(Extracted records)
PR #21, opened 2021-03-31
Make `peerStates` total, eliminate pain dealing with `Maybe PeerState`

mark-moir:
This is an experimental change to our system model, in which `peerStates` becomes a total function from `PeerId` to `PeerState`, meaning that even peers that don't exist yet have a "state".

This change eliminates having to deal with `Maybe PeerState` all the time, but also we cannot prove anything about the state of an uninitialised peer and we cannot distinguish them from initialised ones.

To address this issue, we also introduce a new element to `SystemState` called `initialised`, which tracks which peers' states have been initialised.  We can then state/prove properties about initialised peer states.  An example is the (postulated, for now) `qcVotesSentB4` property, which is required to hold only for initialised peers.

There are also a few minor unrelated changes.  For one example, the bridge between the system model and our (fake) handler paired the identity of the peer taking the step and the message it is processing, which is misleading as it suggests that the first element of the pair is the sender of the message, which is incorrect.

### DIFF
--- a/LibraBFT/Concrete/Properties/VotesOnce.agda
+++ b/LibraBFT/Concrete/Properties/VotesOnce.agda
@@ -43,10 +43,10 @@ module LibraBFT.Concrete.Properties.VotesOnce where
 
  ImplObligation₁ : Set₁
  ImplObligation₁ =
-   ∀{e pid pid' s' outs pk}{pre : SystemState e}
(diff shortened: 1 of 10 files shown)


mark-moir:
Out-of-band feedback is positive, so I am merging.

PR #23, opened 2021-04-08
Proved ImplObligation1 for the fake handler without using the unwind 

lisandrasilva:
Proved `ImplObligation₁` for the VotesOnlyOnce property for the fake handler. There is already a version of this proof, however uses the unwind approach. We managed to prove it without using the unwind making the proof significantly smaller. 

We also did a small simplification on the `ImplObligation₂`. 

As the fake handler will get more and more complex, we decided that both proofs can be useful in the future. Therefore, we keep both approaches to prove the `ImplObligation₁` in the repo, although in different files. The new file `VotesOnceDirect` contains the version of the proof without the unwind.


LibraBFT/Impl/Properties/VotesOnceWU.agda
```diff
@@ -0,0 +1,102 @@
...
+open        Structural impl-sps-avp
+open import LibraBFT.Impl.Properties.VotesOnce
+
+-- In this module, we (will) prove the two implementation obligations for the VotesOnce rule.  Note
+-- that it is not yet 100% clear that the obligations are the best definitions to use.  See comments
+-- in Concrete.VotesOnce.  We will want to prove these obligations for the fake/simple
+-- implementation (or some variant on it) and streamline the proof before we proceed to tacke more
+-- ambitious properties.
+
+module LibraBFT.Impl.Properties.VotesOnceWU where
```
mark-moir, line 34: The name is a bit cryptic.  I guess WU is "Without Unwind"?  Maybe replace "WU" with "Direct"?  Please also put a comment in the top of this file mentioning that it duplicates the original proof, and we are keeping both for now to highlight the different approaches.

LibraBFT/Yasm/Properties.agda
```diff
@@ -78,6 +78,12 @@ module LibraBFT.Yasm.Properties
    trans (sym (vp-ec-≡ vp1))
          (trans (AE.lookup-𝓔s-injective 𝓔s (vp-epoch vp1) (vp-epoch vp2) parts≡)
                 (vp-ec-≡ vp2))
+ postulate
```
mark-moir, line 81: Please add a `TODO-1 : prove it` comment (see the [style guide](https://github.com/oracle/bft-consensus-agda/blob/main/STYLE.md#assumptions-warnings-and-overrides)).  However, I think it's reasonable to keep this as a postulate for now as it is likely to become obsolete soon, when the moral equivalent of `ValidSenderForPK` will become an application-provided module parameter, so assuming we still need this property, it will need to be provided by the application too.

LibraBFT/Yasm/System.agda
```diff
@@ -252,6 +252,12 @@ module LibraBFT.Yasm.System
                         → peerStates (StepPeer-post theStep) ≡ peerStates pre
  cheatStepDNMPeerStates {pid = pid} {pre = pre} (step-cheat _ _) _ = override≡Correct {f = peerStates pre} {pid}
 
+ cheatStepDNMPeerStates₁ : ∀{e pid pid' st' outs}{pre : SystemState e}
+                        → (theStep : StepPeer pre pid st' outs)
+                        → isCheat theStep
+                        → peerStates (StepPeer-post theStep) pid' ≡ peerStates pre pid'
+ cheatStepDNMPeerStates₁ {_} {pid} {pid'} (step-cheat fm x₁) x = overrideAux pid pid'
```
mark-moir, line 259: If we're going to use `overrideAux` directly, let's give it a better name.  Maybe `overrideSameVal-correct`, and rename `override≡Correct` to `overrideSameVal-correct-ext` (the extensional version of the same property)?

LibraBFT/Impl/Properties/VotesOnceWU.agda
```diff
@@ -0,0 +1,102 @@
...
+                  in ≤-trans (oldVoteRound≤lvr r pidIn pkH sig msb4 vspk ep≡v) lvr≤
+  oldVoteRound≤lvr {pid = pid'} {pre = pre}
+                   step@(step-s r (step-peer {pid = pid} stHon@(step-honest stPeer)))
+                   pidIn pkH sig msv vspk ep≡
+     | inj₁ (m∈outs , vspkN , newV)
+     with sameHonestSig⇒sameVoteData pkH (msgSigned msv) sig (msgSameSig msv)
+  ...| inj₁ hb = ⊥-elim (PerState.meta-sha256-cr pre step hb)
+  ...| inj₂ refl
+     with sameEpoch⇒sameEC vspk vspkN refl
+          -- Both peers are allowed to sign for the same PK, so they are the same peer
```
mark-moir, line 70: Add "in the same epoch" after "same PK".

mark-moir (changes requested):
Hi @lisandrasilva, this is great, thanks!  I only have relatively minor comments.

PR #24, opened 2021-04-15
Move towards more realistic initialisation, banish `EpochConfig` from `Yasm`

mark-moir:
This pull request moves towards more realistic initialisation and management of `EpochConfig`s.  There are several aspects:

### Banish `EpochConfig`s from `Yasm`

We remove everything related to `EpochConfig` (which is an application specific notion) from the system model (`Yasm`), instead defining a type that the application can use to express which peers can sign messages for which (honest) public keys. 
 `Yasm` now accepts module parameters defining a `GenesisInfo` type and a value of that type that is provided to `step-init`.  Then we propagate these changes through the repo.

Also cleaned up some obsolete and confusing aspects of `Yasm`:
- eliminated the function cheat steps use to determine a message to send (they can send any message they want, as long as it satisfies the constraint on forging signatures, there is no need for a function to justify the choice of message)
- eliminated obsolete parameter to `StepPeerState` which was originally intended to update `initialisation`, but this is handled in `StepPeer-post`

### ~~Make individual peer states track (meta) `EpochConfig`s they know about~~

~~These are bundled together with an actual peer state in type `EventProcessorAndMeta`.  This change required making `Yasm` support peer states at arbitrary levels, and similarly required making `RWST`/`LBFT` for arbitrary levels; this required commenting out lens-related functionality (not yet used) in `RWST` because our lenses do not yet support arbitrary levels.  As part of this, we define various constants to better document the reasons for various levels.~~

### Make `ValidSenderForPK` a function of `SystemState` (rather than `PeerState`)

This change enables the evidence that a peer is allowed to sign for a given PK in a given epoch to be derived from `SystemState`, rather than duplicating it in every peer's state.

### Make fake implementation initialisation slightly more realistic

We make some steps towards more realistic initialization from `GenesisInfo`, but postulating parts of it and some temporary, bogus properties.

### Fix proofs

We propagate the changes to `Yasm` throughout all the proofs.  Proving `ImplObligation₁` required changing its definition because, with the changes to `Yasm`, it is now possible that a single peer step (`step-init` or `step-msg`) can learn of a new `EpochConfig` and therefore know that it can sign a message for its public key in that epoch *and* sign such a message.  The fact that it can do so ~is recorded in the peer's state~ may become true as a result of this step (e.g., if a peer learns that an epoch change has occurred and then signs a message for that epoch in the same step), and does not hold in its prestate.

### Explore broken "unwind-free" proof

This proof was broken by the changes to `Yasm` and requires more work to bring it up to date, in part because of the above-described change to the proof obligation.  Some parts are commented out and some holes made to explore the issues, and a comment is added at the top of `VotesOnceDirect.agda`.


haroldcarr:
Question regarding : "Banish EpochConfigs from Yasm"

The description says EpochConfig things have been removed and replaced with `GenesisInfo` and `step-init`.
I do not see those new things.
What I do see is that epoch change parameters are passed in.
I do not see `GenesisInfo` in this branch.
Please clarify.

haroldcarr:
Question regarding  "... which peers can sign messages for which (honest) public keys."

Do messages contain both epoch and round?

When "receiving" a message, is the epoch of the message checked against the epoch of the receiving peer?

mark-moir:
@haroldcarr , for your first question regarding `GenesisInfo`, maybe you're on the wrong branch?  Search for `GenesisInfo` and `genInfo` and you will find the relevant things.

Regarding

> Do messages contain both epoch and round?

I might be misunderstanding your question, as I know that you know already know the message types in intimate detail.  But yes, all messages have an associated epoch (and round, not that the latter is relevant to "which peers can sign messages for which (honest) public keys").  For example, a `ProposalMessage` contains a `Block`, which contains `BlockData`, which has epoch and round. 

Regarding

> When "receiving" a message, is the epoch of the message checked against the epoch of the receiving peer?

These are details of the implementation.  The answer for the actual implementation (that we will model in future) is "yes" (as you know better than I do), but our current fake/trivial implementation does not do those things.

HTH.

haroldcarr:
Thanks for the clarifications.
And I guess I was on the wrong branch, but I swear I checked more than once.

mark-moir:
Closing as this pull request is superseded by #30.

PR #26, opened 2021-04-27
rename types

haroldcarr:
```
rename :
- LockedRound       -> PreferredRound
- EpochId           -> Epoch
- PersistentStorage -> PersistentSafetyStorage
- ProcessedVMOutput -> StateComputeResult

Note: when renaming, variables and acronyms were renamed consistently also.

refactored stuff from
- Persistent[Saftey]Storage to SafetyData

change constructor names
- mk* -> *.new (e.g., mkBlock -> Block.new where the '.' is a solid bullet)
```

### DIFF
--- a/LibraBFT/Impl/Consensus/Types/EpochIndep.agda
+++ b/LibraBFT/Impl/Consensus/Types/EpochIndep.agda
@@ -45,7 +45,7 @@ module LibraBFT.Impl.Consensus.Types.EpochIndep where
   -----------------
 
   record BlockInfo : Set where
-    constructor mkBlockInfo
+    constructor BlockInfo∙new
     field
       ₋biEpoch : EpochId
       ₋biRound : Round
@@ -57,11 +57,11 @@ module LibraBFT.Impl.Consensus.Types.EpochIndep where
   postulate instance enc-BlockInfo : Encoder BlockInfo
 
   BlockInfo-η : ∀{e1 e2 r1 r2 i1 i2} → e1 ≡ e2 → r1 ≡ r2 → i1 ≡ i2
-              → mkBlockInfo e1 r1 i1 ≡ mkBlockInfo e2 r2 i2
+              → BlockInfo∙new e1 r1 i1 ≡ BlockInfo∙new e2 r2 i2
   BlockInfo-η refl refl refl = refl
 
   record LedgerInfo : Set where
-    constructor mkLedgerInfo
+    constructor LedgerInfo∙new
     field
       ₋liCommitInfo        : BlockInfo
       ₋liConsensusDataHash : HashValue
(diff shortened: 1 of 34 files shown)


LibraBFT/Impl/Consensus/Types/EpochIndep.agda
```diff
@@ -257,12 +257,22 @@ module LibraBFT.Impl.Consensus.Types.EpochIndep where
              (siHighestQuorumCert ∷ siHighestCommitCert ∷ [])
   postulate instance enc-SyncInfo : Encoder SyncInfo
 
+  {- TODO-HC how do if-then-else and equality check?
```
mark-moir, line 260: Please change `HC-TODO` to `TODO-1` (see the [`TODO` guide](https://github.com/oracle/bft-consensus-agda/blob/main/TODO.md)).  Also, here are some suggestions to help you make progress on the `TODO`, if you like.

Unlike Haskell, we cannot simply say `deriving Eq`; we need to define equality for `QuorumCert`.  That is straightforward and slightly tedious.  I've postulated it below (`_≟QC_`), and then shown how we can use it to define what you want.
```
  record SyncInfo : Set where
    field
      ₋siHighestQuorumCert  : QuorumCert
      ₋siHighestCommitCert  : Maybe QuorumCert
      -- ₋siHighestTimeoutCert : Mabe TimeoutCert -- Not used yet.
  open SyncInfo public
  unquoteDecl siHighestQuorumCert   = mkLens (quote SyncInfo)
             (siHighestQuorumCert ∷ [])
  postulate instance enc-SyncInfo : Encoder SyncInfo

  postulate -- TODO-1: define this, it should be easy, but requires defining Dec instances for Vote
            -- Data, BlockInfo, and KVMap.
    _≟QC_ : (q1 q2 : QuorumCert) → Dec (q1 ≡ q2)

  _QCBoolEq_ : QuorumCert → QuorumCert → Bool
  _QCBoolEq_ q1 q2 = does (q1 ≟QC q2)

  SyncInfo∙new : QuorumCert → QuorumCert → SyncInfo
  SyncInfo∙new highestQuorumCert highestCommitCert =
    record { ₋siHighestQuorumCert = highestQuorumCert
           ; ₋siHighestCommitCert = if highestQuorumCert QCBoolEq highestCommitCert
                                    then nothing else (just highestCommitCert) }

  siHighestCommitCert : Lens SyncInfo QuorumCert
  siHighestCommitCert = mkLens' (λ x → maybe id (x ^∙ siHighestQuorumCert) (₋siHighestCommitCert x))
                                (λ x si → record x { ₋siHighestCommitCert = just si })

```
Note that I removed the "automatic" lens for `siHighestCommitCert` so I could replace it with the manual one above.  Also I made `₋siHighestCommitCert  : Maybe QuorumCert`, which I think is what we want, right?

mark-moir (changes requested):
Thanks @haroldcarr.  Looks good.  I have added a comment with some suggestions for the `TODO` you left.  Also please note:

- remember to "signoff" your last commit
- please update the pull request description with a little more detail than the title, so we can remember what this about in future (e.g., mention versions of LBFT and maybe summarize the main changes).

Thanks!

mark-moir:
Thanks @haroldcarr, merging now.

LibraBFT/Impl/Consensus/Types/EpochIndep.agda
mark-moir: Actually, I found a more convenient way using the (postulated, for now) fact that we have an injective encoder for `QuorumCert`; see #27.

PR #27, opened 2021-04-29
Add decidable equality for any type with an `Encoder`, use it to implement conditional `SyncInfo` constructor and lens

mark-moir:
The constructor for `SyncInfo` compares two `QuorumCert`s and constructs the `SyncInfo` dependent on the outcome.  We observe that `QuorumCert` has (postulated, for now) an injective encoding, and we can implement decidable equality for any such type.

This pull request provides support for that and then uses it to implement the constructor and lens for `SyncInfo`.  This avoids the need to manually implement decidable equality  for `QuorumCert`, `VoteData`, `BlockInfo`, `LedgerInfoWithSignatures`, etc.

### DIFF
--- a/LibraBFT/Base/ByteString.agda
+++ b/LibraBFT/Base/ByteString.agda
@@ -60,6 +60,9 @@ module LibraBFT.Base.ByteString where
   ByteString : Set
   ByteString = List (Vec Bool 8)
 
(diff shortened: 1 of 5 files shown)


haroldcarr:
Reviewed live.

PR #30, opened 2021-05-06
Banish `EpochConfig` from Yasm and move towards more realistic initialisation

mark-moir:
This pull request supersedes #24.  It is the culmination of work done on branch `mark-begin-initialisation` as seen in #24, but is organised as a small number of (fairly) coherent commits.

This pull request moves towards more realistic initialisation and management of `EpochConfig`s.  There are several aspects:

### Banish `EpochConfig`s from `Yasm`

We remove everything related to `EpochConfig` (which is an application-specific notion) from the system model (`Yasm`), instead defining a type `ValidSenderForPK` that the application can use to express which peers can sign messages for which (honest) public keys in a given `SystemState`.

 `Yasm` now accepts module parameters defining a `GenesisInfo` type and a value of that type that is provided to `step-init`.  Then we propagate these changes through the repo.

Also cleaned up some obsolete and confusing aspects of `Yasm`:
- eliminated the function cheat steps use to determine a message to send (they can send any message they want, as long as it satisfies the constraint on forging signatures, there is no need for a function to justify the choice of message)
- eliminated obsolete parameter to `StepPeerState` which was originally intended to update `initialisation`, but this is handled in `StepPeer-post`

**Your instructions:** Work out how many lines in the data include "towards". Answer with the number only.

**Exercise result:** 5